Derivations of Analytical Solutions with Gravitational Potential

To obtain the analytical solutions, the one-dimensional Richards equation of Eq. (12) is first transformed into a one-dimensional non-homogeneous differential equation of parabolic type. Then, the eigenfunction method is utilized to derive the solutions for UM-LM and UF-LM conditions.

The governing equation of Eq. (12) can be simplified with the aid of two dimensionless variables for displacement and time: χ = βz and T = βK_zst/(θ_s−θ_r):

$$\frac{{\partial^{2} \Theta }}{{\partial \chi^{2} }} + \frac{\partial \Theta }{{\partial \chi }} = \frac{\partial \Theta }{{\partial T}}$$

(B1)

An intermediate variable φ(χ,T) = Θ∙exp(χ/2 + T/4) is introduced to transform Eq. (B1) into a differential equation of parabolic type (e.g., [20, 49]). This parabolic equation can be solved with homogenized boundary conditions. Herein, this homogenization is achieved by decomposing φ(χ,T) into two undetermined transient functions \(\Gamma_{g} (\chi ,T)\) and V_g(χ,T), where V_g(χ,T) is utilized to homogenize the boundary conditions (e.g., [8, 36, 50]). Accordingly, Eq. (B1) can be expressed as:

$$\frac{{\partial^{2} \Gamma_{g} }}{{\partial \chi^{2} }} = \frac{{\partial \Gamma_{g} }}{\partial T} + \left( {\frac{{\partial V_{g} }}{\partial T} - \frac{{\partial^{2} V_{g} }}{{\partial \chi^{2} }}} \right)$$

(B2)

Introducing \(\delta_{g} (\chi ,T)\) to represent the last term above, Eq. (B2) can be expressed as

$$\frac{{\partial^{2} \Gamma_{g} }}{{\partial \chi^{2} }} = \frac{{\partial \Gamma_{g} }}{\partial T} + \delta_{g} (\chi ,T)$$

(B3)

The transformation above reduces the Richards equation Eq. (12) to a one-dimensional non-homogeneous differential equation of parabolic type Eq. (B3). Then, the particular solutions can be obtained with Eq. (B3) for given boundary conditions.
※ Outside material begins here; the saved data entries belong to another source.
PR #790, opened 2025-09-07
Riva NIMs can be run as part of the generate pipeline

vmendelev:
This PR includes:
1. Generic server type.
2. A serve script which configures and starts Riva server within a NIM
3. Generation modules for ASR and TTS tasks.
4. Example scripts to run ns.generate for ASR and TTS.


nemo_skills/inference/model/asr_nim.py
```diff
@@ -0,0 +1,289 @@
...
+            ssl_cert,
+            use_ssl,
+            f"{host}:{port}",
+            metadata,
+            max_message_length=max_message_length,
+        )
+        self.service = riva.client.ASRService(auth)
+        
+        # Add thread pool for async execution to avoid blocking the event loop
+        self._executor = ThreadPoolExecutor(max_workers=max_workers)
```
Kipok, line 122: do they not have a proper asyncio api for the client? Or is there some other reason we want a thread pool here?

nemo_skills/inference/model/asr_nim.py
```diff
@@ -0,0 +1,289 @@
...
+    
+    def generate_sync(self, prompt: str, **kwargs):
+        """Override to use gRPC instead of litellm."""
+        return self._generate_single(prompt, **kwargs)
+    
+    def _generate_single(
+        self,
+        prompt: str,
+        # Unused generation parameters – they are accepted so that the wrapper
+        # is API-compatible with ``BaseModel``.
```
Kipok, line 153: If there is almost nothing shared, we can also have a fully different class here without inheritance. We can then have an if-else or handle it through overrides on the inference side.

Kipok: If we still go with inheritance, it's great to have some checks that any unsupported parameters aren't set to non-default values, as we don't want users to set some things and expect the behavior to change, but our code just silently ignore that. But probably easier to just not inherit

Kipok: Or potentially we make a new BaseLLMModel and make the current BaseModel more abstract to cover both speech and text usecases

nemo_skills/inference/model/asr_nim.py
```diff
@@ -0,0 +1,289 @@
...
+        extra_body = extra_body or {}
+
+        # ------------------------------------------------------------------
+        # Build the RecognitionConfig – we expose only the most common fields by
+        # default but allow the caller to supply *anything* supported by the
+        # proto via ``extra_body['config_overrides']``.
+        # ------------------------------------------------------------------
+
+        language_code = extra_body.get("language_code", self.language_code)
+        max_alternatives = int(extra_body.get("max_alternatives", 1))
```
Kipok: would be good to maybe have a dataclass with all supported parameters, so that users don't accidentally pass something not supported and we just ignore it. This makes our code more robust to users having typos in the arguments, expecting things to change and we just silently ignore those instead of raising an error

nemo_skills/inference/model/asr_nim.py
```diff
@@ -0,0 +1,289 @@
...
+            "pred_text": pred_text,
+            "words": words,
+            "generation_time": generation_time,
+            "audio_file": str(audio_path),
+        }
+
+        if include_response:
+            result["response"] = response  # protobuf message
+
+        return dict(generation = result)
```
Kipok: we don't have to wrap everything in a generation. I think generation is a required key, but any other keys are also supported

nemo_skills/inference/model/asr_nim.py
```diff
@@ -0,0 +1,289 @@
...
+        port: str = "50051",
+        model: str = "riva-asr",
+        *,
+        base_url: str | None = None,  # accepted but ignored – matches other models
+        use_ssl: bool = False,
+        ssl_cert: Optional[str] = None,
+        metadata: Optional[List[tuple]] = None,
+        language_code: str = "en-US",
+        max_message_length: int = -1,
+        max_workers: int = 64,  # Number of threads for concurrent requests
```
Kipok, line 81: is the default too low maybe? I'd set to something like 2k here

nemo_skills/inference/model/tts_nim.py
```diff
@@ -0,0 +1,273 @@
+# Copyright (c) 2025, NVIDIA CORPORATION.  All rights reserved.
```
Kipok, line 1: most comments from asr nim apply here as well

nemo_skills/inference/server/serve_riva_nim.py
```diff
@@ -0,0 +1,116 @@
...
+# See the License for the specific language governing permissions and
+# limitations under the License.
+
+import argparse
+import os
+import subprocess
+from typing import Dict, List, Tuple
+
+
+def _visible_devices_from_count(num_gpus: int) -> str:
```
Kipok: is this unused?

nemo_skills/pipeline/utils/server.py
```diff
@@ -199,6 +201,17 @@ def get_server_command(
             num_tasks = 1
         else:
             num_tasks = num_gpus
+    elif server_type == "generic":
+        if not server_entrypoint:
+            raise ValueError("For 'generic' server type, 'server_entrypoint' must be specified.")
+        server_start_cmd = (
+            f"{server_entrypoint} "
+            f"    --model {model_path} "
+            f"    --num_gpus {num_gpus} "
```
Kipok, line 212: maybe also accept num_nodes?

recipes/asr_tts/README.md
```diff
@@ -0,0 +1,75 @@
...
+
+```yaml
+env_vars:
+  NGC_API_KEY: "your-ngc-api-key-here"
+```
+
+### Dependencies
+The Riva client library will be installed automatically via the `installation_command` in the scripts:
+```bash
+pip install nvidia-riva-client==2.21.1
```
Kipok, line 19: is this heavy? We can also just add this to default requirements

recipes/asr_tts/README.md
```diff
@@ -0,0 +1,75 @@
+# ASR and TTS Generation with Riva NIMs
```
Kipok, line 1: Should we have this inside main docs instead of recipes? Or keep here for now and move to main docs when this is more broadly used?

recipes/asr_tts/README.md
```diff
@@ -0,0 +1,75 @@
...
+
+
+## Prerequisites
+
+### NGC API Key
+The `NGC_API_KEY` environment variable must be present in your cluster configuration to pull Riva NIM containers from NGC. Add it to your cluster config file (e.g., `cluster_configs/dfw.yaml`):
+
+```yaml
+env_vars:
+  NGC_API_KEY: "your-ngc-api-key-here"
```
Kipok, line 13: Can we call it NVIDIA_API_KEY for consistency with LLM? We can re-map somewhere in the code. Or we could also rename the LLM one, is NGC_API_KEY a standard name? I think I saw NVIDIA_API_KEY used on some docs on build.nvidia.com, but maybe they updated it

recipes/asr_tts/riva_generate.py
```diff
@@ -0,0 +1,155 @@
+import logging
```
Kipok, line 15: license header

recipes/asr_tts/riva_generate.py
```diff
@@ -0,0 +1,155 @@
...
+    language_code: str = 'en-US'
+    sample_rate_hz: int = 22050
+    
+    # ASR parameters  
+    automatic_punctuation: bool = True
+    speaker_diarization: bool = False
+    
+    generation_key: str = "result"
+    prompt_config: str | None = None
+    prompt_format: str = "openai"  # Bypass prompt validation for TTS/ASR
```
Kipok, line 44: again, similar to the model class, we can maybe refine the structure here to be able to inherit more naturally. E.g. we can add another prompt format here and we can maybe add a new LLMGenerationTask and make the original GenerationTask more general to naturally support asr/tts. We can do it in another pr to merge this one faster

recipes/asr_tts/riva_generate.py
```diff
@@ -0,0 +1,155 @@
...
+    
+    def wait_for_server(self):
+        """Override to wait for gRPC server instead of HTTP."""
+        host = self.cfg.server.get('host', '127.0.0.1')
+        grpc_port = int(self.cfg.server.get('port', '8000')) + 1
+        
+        LOG.info(f"Waiting for Riva gRPC server at {host}:{grpc_port}")
+        
+        # Try to connect with grpc_health_probe or netcat
+        max_attempts = 60  # Wait up to 3 minutes
```
Kipok: not sure if 3 minutes is reasonable as a default setup. Maybe 10 or even 20 minutes is a safer option to allow for custom large models that could potentially be used here?

Kipok: We can also add this logic to the parent class as I guess it's useful there as well. But can be done later

recipes/asr_tts/riva_generate.py
```diff
@@ -0,0 +1,155 @@
...
+    prompt_format: str = "openai"  # Bypass prompt validation for TTS/ASR
+
+
+cs = hydra.core.config_store.ConfigStore.instance()
+cs.store(name="base_riva_generate_config", node=RivaGenerateConfig)
+
+
+class RivaGenerationTask(GenerationTask):
+    def __init__(self, cfg: RivaGenerateConfig):
+        self.riva_cfg = cfg
```
Kipok: why renaming? The base class already saves this as .cfg

recipes/asr_tts/riva_generate.py
```diff
@@ -0,0 +1,155 @@
...
+        LOG.warning(f"Riva gRPC server not responding after {max_attempts*3} seconds")
+    
+    def setup_llm(self):
+        host = self.cfg.server.get('host', '127.0.0.1')
+        grpc_port = str(int(self.cfg.server.get('port', '8000')) + 1)
+        
+        if self.riva_cfg.generation_type == 'tts':
+            from nemo_skills.inference.model.tts_nim import TTSNIMModel
+            Path(self.riva_cfg.tts_output_dir).mkdir(parents=True, exist_ok=True)
+            return TTSNIMModel(
```
Kipok, line 106: in the future, we should ideally handle this via a standard get_model class, but can keep current logic for now

recipes/asr_tts/riva_generate.py
```diff
@@ -0,0 +1,155 @@
...
+            return data_point.get('audio_path', data_point.get('audio_file', ''))
+    
+    def log_example_prompt(self, data):
+        if data:
+            LOG.info(f"Example input: {self.fill_prompt(data[0], data)}")
+    
+    async def process_single_datapoint(self, data_point, all_data):
+        prompt = self.fill_prompt(data_point, all_data)
+        if not prompt:
+            return {self.cfg.generation_key: "", "error": "Empty input"}
```
Kipok: why hide this by default? I'd rather have it fail here as it's easy to run this on partially corrupted data files and not notice it. If you have a use-case where it's normal to have missing data points, we can enable it with a parameter

recipes/asr_tts/riva_generate.py
```diff
@@ -0,0 +1,155 @@
...
+        
+        extra_body = dict(self.cfg.inference.extra_body) if self.cfg.inference.extra_body else {}
+        
+        if self.riva_cfg.generation_type == 'tts':
+            # Pass through all TTS and zero-shot parameters from data_point
+            for key in ['voice', 'language_code', 'zero_shot_audio_prompt_file',
```
Kipok: should we maybe put all of this in a subdict and then just use ** syntax to pass it through? Again with the motivation to avoid users having a typo and us silently ignoring it

recipes/asr_tts/scripts/run_asr_nim_cluster.sh
```diff
@@ -0,0 +1,32 @@
+#!/bin/bash
```
Kipok, line 1: would be great to eventually add this as part of our slurm tests https://github.com/NVIDIA/NeMo-Skills/tree/main/tests/slurm-tests, so that we ensure this part is working after updates

nemo_skills/inference/model/asr_nim.py
vmendelev: I think the server may not handle more.

nemo_skills/inference/model/asr_nim.py
vmendelev: I think they don't have it.

nemo_skills/inference/model/asr_nim.py
vmendelev: I've gotten rid of the inheritance in the next revision and added validation for unused parameters value.

nemo_skills/inference/model/asr_nim.py
vmendelev: Will be available in the next revision

nemo_skills/inference/model/tts_nim.py
vmendelev: Yes, applied same fixes.

nemo_skills/inference/server/serve_riva_nim.py
vmendelev: TY. Will be fixed in the next revision

nemo_skills/pipeline/utils/server.py
vmendelev: We can, but not sure will work with current Riva server and client. How is client-server in general working in this case? Server has several nodes but then where is the client running?

recipes/asr_tts/README.md
vmendelev: I think adding a reference to the main documentation is a good idea. But I would still have md file here as well. It's nice when the repo is self contained documentation wise.

recipes/asr_tts/README.md
vmendelev: No. Very lightweight

recipes/asr_tts/riva_generate.py
vmendelev: TY. Will be fixed in the next revision

recipes/asr_tts/scripts/run_asr_nim_cluster.sh
vmendelev: Will be available in the next revision

recipes/asr_tts/README.md
vmendelev: Not sure here. The NIMs require specifically NGC_API_KEY. I've even read there are some products which require both :)

vmendelev: It is at least clear to me where to get NGC_API_KEY while not NVIDIA_API_KEY. Maybe keep NGC_API_KEY for NIMs for now until there is clear guidance? Or whom can we ask?

nemo_skills/pipeline/utils/server.py
Kipok: client always running on the master node, but server is distributed (with master node ip getting all requests)

recipes/asr_tts/README.md
Kipok: How about we accept both, but then in the code (probably here) https://github.com/NVIDIA-NeMo/Skills/blob/main/nemo_skills/pipeline/utils/cluster.py#L108 we can duplicate them so that they are both defined and to the same value. Unless user explicitly defined both with different values in which case we don't want to interfere

nemo_skills/pipeline/utils/server.py
vmendelev: I see. Will add num_nodes.

recipes/asr_tts/riva_generate.py
vmendelev: > We can do it in another pr to merge this one faster

That would be the best option.

recipes/asr_tts/riva_generate.py
vmendelev: Good point. Fixed.

recipes/asr_tts/riva_generate.py
vmendelev: The check here is flawed. I've fixed it in the new revision. We can put it into the parent class with a separate PR.

recipes/asr_tts/riva_generate.py
vmendelev: TY. Don't see such use-cases. Will raise.

recipes/asr_tts/riva_generate.py
vmendelev: Will fix this.

nemo_skills/inference/model/asr_nim.py
```diff
@@ -0,0 +1,314 @@
...
+        validate_unsupported_params(kwargs, "ASRNIMModel")
+        
+        loop = asyncio.get_event_loop()
+        # Run the blocking call in a thread pool to avoid blocking the event loop
+        return await loop.run_in_executor(
+            self._executor,
+            lambda: self._generate_single(prompt, **kwargs)
+        )
+    
+    def generate_sync(self, prompt: str, **kwargs):
```
Kipok: we actually removed sync api recently, so this is no longer necessary

nemo_skills/inference/model/asr_nim.py
```diff
@@ -0,0 +1,314 @@
...
+            transcript_parts = []
+            for result in response.results:
+                if result.alternatives:
+                    transcript_parts.append(result.alternatives[0].transcript)
+                    # Collect words from this chunk
+                    for w in result.alternatives[0].words:
+                        words.append({
+                            "start_time": w.start_time / 1000,  # s -> ms
+                            "end_time": w.end_time / 1000,  # s -> ms
+                            "word": w.word,
```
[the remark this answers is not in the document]
Kipok: @vmendelev ^

nemo_skills/inference/model/tts_nim.py
```diff
@@ -0,0 +1,301 @@
...
+        validate_unsupported_params(kwargs, "TTSNIMModel")
+        
+        loop = asyncio.get_event_loop()
+        # Run the blocking call in a thread pool to avoid blocking the event loop
+        return await loop.run_in_executor(
+            self._executor, 
+            lambda: self._generate_single(prompt, **kwargs)
+        )
+    
+    def generate_sync(self, prompt: str, **kwargs):
```
Kipok: could be removed

nemo_skills/inference/model/nim_utils.py
```diff
@@ -0,0 +1,171 @@
...
+        'reasoning_effort': (kwargs.get('reasoning_effort'), None),
+    }
+    
+    non_default = []
+    for param, (val, default) in unsupported_checks.items():
+        if val is not None and val != default:
+            non_default.append(f"{param}={val}")
+    
+    if non_default:
+        LOG.warning(
```
Kipok, line 169: should we fail with error in this case? Feels like if users try to specify one of the unsupported parameters, something might not be right in the setup. But if you think warning is better, I guess we can keep it

nemo_skills/pipeline/utils/cluster.py
```diff
@@ -198,18 +199,14 @@ def get_env_variables(cluster_config):
...
-            else:
-                raise ValueError(f"Cannot resolve environment variable {key} inside the placeholder value: {value}")
-
+    # Unless NGC_API_KEY is explicitly set we will populate it to be equal to NVIDIA_API_KEY
+    if "NGC_API_KEY" not in env_vars:
+        if "NVIDIA_API_KEY" in env_vars:
+            env_vars["NGC_API_KEY"] = env_vars["NVIDIA_API_KEY"]
+            LOG.info("Populating NGC_API_KEY to be equal to NVIDIA_API_KEY")
+        else:
+            LOG.warning("NGC_API_KEY is not set, but NVIDIA_API_KEY is not set either. "
```
Kipok: I don't think we need a warning here. It's perfectly common situation not to have it set if people are self-hosting models

nemo_skills/pipeline/utils/cluster.py
```diff
@@ -198,18 +199,14 @@ def get_env_variables(cluster_config):
...
-                    f"Resolved environment variable {key} inside the placeholder value: {value} with {env_vars[key]}"
-                )
-            else:
-                raise ValueError(f"Cannot resolve environment variable {key} inside the placeholder value: {value}")
-
+    # Unless NGC_API_KEY is explicitly set we will populate it to be equal to NVIDIA_API_KEY
+    if "NGC_API_KEY" not in env_vars:
+        if "NVIDIA_API_KEY" in env_vars:
+            env_vars["NGC_API_KEY"] = env_vars["NVIDIA_API_KEY"]
+            LOG.info("Populating NGC_API_KEY to be equal to NVIDIA_API_KEY")
```
Kipok: can we add the same check for logged env vars as above to avoid this message being printed many times over if large pipelines are submitted

nemo_skills/pipeline/utils/exp.py
```diff
@@ -241,6 +235,11 @@ def get_executor(
         additional_parameters["mail_type"] = cluster_config["mail_type"]
     if cluster_config.get("mail_user") is not None:
         additional_parameters["mail_user"] = cluster_config["mail_user"]
+    
+    # Merge slurm_kwargs into additional_parameters
```
Kipok: are you sure this is working properly? From first glance slurm_kwargs are applied as main arguments, while additional_parameters are being passed with a separate keyword, but could be that eventually they are the same. Just want to make sure you double checked it works like that

nemo_skills/pipeline/run_cmd.py
```diff
@@ -107,15 +106,16 @@ def run_cmd(
...
+    skip_hf_home_check: bool = typer.Option(
+        False,
         help="If True, skip checking that HF_HOME env var is defined in the cluster config.",
     ),
     dry_run: bool = typer.Option(False, help="If True, will not run the job, but will validate all arguments."),
     _reuse_exp: str = typer.Option(None, help="Internal option to reuse an experiment object.", hidden=True),
     _task_dependencies: List[str] = typer.Option(
         None, help="Internal option to specify task dependencies.", hidden=True
     ),
+    _slurm_kwargs_nodelist: str = typer.Option(None, help="Internal option to specify nodelist.", hidden=True),
```
Kipok: what's the use-case of this parameter? Generally we want to try to keep thing consistent in terms of arguments like this across all pipelines, so if we specify it here, we should probably specify it in all other pipelines as well. Another thing we can consider is to just add a blank `slurm_kwargs` dictionary object that's only specifiable from python with arbitrary arguments, so that we don't have to keep adding them one-by-one

recipes/asr_tts/scripts/run_asr_nim_cluster.sh
Kipok, line 1: license

recipes/asr_tts/scripts/run_asr_nim_cluster.sh
```diff
@@ -0,0 +1,32 @@
...
+SERVER_ARGS='--CONTAINER_ID parakeet-tdt-0.6b-v2 --NIM_TAGS_SELECTOR name=parakeet-tdt-0.6b-v2,mode=ofl --nim-disable-model-download false'
+HF_HOME=?
+INPUT_FILE=/workspace/asr.jsonl
+OUTPUT_DIR=/workspace/asr_a1
+WORKSPACE=?
+
+MOUNTS="$HF_HOME:$HF_HOME,$WORKSPACE:/workspace"
+
+ns generate \
+    --cluster dfw \
```
Kipok: accept from command line instead of hardcoding?

recipes/asr_tts/scripts/run_asr_nim_cluster.sh
```diff
@@ -0,0 +1,32 @@
...
+    --generation_module recipes.asr_tts.riva_generate \
+    --input_file "$INPUT_FILE" \
+    --output_dir "$OUTPUT_DIR" \
+    --server_type generic \
+    --server_entrypoint "python3 -m nemo_skills.inference.server.serve_riva_nim" \
+    --mount_paths "$MOUNTS" \
+    --server_gpus 1 \
+    --installation_command "pip install nvidia-riva-client==2.21.1" \
+    --num_chunks 1 \
+    --partition interactive \
```
Kipok: also doesn't look like a good default. We generally should try to structure scripts such that they would work on any cluster, not necessarily the ones we have internally

recipes/asr_tts/scripts/run_tts_nim_cluster.sh
```diff
@@ -0,0 +1,29 @@
+#!/bin/bash
```
Kipok, line 1: license

recipes/asr_tts/nim_configurations.py
```diff
@@ -0,0 +1,32 @@
...
+        "server_entrypoint": "DISABLE_RIVA_REALTIME_SERVER=True python3 -m nemo_skills.inference.server.serve_riva_nim",
+        "installation_command": "pip install nvidia-riva-client==2.21.1",
+        "local_images": {} # items shouldbe "cluster_name": "path_to_image.sqsh"
+    },
+    "parakeet-tdt-0.6b-v2:1.0.0": {
+        "image_uri": "nvcr.io/nim/nvidia/parakeet-tdt-0.6b-v2:1.0.0",
+        "server_args": "--CONTAINER_ID parakeet-tdt-0.6b-v2 --nim-tags-selector name=parakeet-tdt-0.6b-v2,mode=ofl  --nim-disable-model-download false",
+        "server_entrypoint": "python3 -m nemo_skills.inference.server.serve_riva_nim",
+        "installation_command": "pip install nvidia-riva-client==2.21.1",
+        "local_images": {} # items shouldbe "cluster_name": "path_to_image.sqsh"
```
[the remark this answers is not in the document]
Kipok: @vmendelev ^

recipes/asr_tts/README.md
Kipok: Consider adding to main requirements then, up to you, but feels more convenient not to always install on-the-fly

recipes/asr_tts/README.md
```diff
@@ -0,0 +1,75 @@
...
+The recipe supports:
+- `--num_chunks`: Split input into chunks for parallel processing
+- `--skip_filled`: Skip already processed samples
+- Async processing for improved throughput
+
+## Support
+
+For issues or questions, refer to:
+- [NVIDIA Riva Documentation](https://docs.nvidia.com/deeplearning/riva/user-guide/docs/index.html)
+- [NeMo Skills Documentation](https://github.com/NVIDIA/NeMo-Skills)
```
Kipok:
```suggestion
- [NeMo Skills Documentation](https://github.com/NVIDIA-NeMo/Skills)
```

tests/slurm-tests/asr_nim/run_test.py
```diff
@@ -0,0 +1,420 @@
...
+    # Extract HF_HOME from env_vars
+    hf_home = None
+    env_vars = cluster_config.get("env_vars", [])
+    for env_var in env_vars:
+        if isinstance(env_var, str) and "HF_HOME=" in env_var:
+            hf_home = env_var.split("=", 1)[1]
+            break
+    
+    if not hf_home:
+        hf_home = "/lustre/fsw/portfolios/convai/users/vmendelev/.cache/huggingface"
```
Kipok: why do we need this? Everyone should just have this defined in a config

tests/slurm-tests/asr_nim/run_test.py
```diff
@@ -0,0 +1,420 @@
...
+    cluster_config = get_cluster_config(cluster)
+    
+    # Ensure workspace exists
+    create_remote_directory(workspace, cluster_config)
+    
+    # Get tunnel and establish connection
+    tunnel = get_tunnel(cluster_config)
+    tunnel.run("echo 'Establishing connection...'", hide=True)
+    
+    # Upload test data JSONL
```
Kipok: I don't think we need an explicit upload here. Anything inside this repo will be packaged and uploaded automatically when job is submitted so you just need to reference those as `/nemo_run/code/tests/slurm-tests/asr_nim/wavs/...`

tests/slurm-tests/tts_nim/run_test.py
```diff
@@ -0,0 +1,354 @@
...
+    # Upload test data from dev desktop to cluster
+    # Need to ensure tunnel connection is established first
+    tunnel = get_tunnel(cluster_config)
+    tunnel.run("echo 'Establishing connection...'", hide=True)
+    cluster_upload(cluster_config, test_data_path, input_file, verbose=True)
+    
+    # Set up partition and GPU requirements based on whether we need to run on specific node
+    if server_node:
+        # When running on same node as server, use interactive partition with GPU
+        partition = "interactive"
```
Kipok: probably not the best default (not available on all clusters)

tests/slurm-tests/tts_nim/run_test.py
```diff
@@ -0,0 +1,354 @@
...
+        num_gpus = 1
+    else:
+        # When running on any node, use CPU partition
+        partition = "cpu"
```
Kipok: this should automatically happen as long as you have `cpu_partition: cpu` defined in the config, so again best not to reference explicitly as names might be different

tests/slurm-tests/tts_nim/run_test.py
```diff
@@ -0,0 +1,354 @@
...
+        output_dir=output_dir,
+        model="tts_nim",  # Dummy model name for TTS NIM
+        server_type="generic",
+        num_chunks=1,
+        server_gpus=1,
+        server_entrypoint=nim_config["server_entrypoint"],
+        server_container=container,
+        server_args=nim_config["server_args"],
+        installation_command=nim_config["installation_command"],
+        partition="interactive",
```
Kipok: best not to set

tests/slurm-tests/tts_nim/run_test.py
```diff
@@ -0,0 +1,354 @@
...
+        expname=expname_prefix,
+        mount_paths=mount_paths,
+        check_mounted_paths=True,
+        exclusive=True,  # Use exclusive mode to get random ports
```
Kipok: why is this needed?  This is wasting 7 gpus out of 8 on the node

Kipok:
@vmendelev let's try to fix as much as possible by the end of the week and aim to merge in whatever state this is and then we can refine in further prs? Otherwise it might take too long to merge this and it's already very large

nemo_skills/inference/model/asr_nim.py
vmendelev: Will get rid of it.

nemo_skills/inference/model/asr_nim.py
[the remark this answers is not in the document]
vmendelev: fixed

recipes/asr_tts/nim_configurations.py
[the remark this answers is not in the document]
vmendelev: fixed

recipes/asr_tts/riva_generate.py
```diff
@@ -0,0 +1,186 @@
...
+                output_dir=self.cfg.tts_output_dir
+            )
+        elif self.cfg.generation_type == 'asr':
+            from nemo_skills.inference.model.asr_nim import ASRNIMModel
+            return ASRNIMModel(
+                host=host, 
+                port=grpc_port, 
+                model='riva-asr',  # Required by BaseModel
+                language_code=self.cfg.language_code
+            )
```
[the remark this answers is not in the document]
vmendelev: This is impossible for now.

nemo_skills/inference/model/nim_utils.py
vmendelev: I think some parameters may be supported in the future, like temperature for TTS generations. So I would keep it as a warning

nemo_skills/pipeline/utils/exp.py
vmendelev: Good catch. TY. Reworked this.

nemo_skills/pipeline/run_cmd.py
vmendelev: This is needed for debugging. Slurm tests has a regime where you can start a server, and then a client, but in this case we need to pass the exact node with the server because otherwise they don't see each other. Are there better ways to achieve this?

vmendelev: I think we do need slurm_kwargs available here.

vmendelev: Supporting slurm_kwargs means again changes in many files, and this PR is already big. So I will disable for now server + client debugging and so will remove this property. The usual end2end slurm test will work. I will create a separate CR to support slurm_kwargs in all the calls and then reenable the partial mode in the slurm tests .

recipes/asr_tts/scripts/run_asr_nim_cluster.sh
vmendelev: Makes sense. Will remove

tests/slurm-tests/tts_nim/run_test.py
vmendelev: This branching is not needed. server_node is assumed to always be set, so the partition should same as for the server. So I will just omit partition everywhere. Is this a good idea or would suggest something different?

tests/slurm-tests/tts_nim/run_test.py
vmendelev: This was a mistake.

Kipok (approved):
Thanks for all the hard work to do this integration @vmendelev !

Derivations for condition UM-LM

In this condition, the boundary and initial conditions can be expressed as:

$$\Theta (z = H,t) = g(T)$$

(B4)

$$\Theta (z = 0,t) = 1$$

(B5)

$$\Theta (z,t = 0) = \Theta_{i} \left( \chi \right)$$

(B6)

The function V_g(χ,T) can be determined by:

$$V_{g} (\chi ,T) = \frac{1}{L}\left[ {(L - \chi ){\text{e}}^{\frac{T}{4}} + \chi {\text{e}}^{{\frac{L}{2} + \frac{T}{4}}} g(T)} \right]$$

(B7)

where L = βH. The solution of Eq. (B3) in this condition can be found via the eigenfunction method:

$$\Gamma_{g} = \sum\limits_{m = 1}^{\infty } {T_{mg} (T) \cdot \sin \frac{m\pi \chi }{L} \quad m = 1,2,3, \ldots }$$

(B8)

where

$$T_{mg} (T) = {\text{e}}^{{ - (\frac{m\pi }{L})^{2} T}} [\int_{0}^{T} {f_{mg} (T) \cdot {\text{e}}^{{(\frac{m\pi }{L})^{2} T}} {\text{d}} T} + T_{mg} {(0)}]$$

(B9)

$$f_{mg} (T) = \frac{2}{L}\int_{0}^{L} { - \delta_{g} (\chi ,T)\sin \frac{m\pi \chi }{L}{\text{d}} \chi }$$

(B10)

$$T_{mg} (0){ = }\frac{2}{L}\int_{0}^{L} {\left[ {\Theta_{i} (\chi ) \cdot {\text{e}}^{{\frac{\chi }{2}}} - V_{g} (\chi ,0)} \right]\sin \frac{m\pi \chi }{L}{\text{d}} \chi }$$

(B11)

Derivations for condition UF-LM

In this condition, the upper boundary condition can be written as:

$$\left. {\left( {\frac{\partial }{\partial \chi }\Theta + \Theta } \right)} \right|_{\chi = L} = q(T)$$

(B12)

The lower boundary and initial conditions are identical to UM-LM condition in (B1). The function V_g(χ,T) can be determined as:

$$V_{g} (\chi ,T) = \frac{{2\chi^{2} }}{{4L + L^{2} }}\left[ {q(T){\text{e}}^{{(\frac{L}{2} + \frac{T}{4})}} - \frac{1}{2}{\text{e}}^{\frac{T}{4}} } \right] + {\text{e}}^{\frac{T}{4}}$$

(B13)

The solution of Eq. (B3) in this condition can be found to be as follows:

$$\Gamma_{g} = \sum\limits_{m = 1}^{\infty } {T_{mg} (T) \cdot \sin \frac{{\upsilon_{m} \chi }}{L} \quad m = 1,2,3,...}$$

(B14)

where

$$T_{mg} (T) = {\text{e}}^{{ - \left( {\frac{{\upsilon_{m} }}{L}} \right)^{2} \cdot T}} \left[ {\int_{0}^{T} {f_{mg} (T){\text{e}}^{{\left( {\frac{{\upsilon_{m} }}{L}} \right)^{2} T}} {\text{d}} T} + T_{mg} {(0)}} \right]$$

(B15)

$$f_{mg} (T) = 2\left[ {L + \frac{1}{{\frac{1}{2} + 2\left( {\upsilon_{m} /L} \right)^{2} }}} \right]^{ - 1} \int_{0}^{L} { - \delta_{g} (\chi ,T)\sin \frac{{\upsilon_{m} \chi }}{L}{\text{d}} \chi }$$

(B16)

$$T_{mg} (0){ = }2\left[ {L + \frac{1}{{\frac{1}{2} + 2\left( {\upsilon_{m} /L} \right)^{2} }}} \right]^{ - 1} \int_{0}^{L} {\left[ {\Theta_{i} (\chi ){\text{e}}^{{\frac{\chi }{2}}} - V_{g} (\chi ,0)} \right]\sin \frac{{\upsilon_{m} }}{L}\chi {\text{d}} \chi }$$

(B17)

$$- 2\frac{{\upsilon_{m} }}{L} = \tan \upsilon_{m} \,$$

(B18)